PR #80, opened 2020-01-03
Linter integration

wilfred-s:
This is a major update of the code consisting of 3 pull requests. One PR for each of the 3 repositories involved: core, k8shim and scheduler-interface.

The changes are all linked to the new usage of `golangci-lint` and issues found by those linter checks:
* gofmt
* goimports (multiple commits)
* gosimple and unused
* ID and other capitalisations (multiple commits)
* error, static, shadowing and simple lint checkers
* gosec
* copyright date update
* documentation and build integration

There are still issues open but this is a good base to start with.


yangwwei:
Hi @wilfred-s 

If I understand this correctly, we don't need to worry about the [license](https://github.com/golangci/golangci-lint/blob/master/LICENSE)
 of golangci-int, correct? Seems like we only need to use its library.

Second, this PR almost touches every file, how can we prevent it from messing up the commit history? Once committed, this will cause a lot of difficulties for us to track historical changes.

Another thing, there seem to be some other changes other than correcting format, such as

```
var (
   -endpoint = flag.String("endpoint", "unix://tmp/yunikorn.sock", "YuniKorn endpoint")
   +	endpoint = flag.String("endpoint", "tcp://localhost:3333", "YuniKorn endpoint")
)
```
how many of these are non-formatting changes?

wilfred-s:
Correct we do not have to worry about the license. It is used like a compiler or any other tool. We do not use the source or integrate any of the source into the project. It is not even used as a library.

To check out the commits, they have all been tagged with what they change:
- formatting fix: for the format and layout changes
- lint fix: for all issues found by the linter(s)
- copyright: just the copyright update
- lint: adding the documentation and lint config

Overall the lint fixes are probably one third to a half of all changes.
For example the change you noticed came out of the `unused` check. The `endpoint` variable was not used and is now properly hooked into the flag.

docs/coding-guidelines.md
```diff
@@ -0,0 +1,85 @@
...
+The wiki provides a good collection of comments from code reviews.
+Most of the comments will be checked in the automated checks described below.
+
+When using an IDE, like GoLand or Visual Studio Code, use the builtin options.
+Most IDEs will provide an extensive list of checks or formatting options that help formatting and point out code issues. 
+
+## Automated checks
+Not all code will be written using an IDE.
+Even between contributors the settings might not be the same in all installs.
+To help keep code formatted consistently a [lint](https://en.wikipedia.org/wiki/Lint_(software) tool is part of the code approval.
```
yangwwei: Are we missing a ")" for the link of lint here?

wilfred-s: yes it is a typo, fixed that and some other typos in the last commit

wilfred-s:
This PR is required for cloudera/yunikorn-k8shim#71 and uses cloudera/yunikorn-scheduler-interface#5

================================

Scan the material above for "good". Copy every line where it appears.

## Solution to the problem
There are still issues open but this is a good base to start with.
+The wiki provides a good collection of comments from code reviews.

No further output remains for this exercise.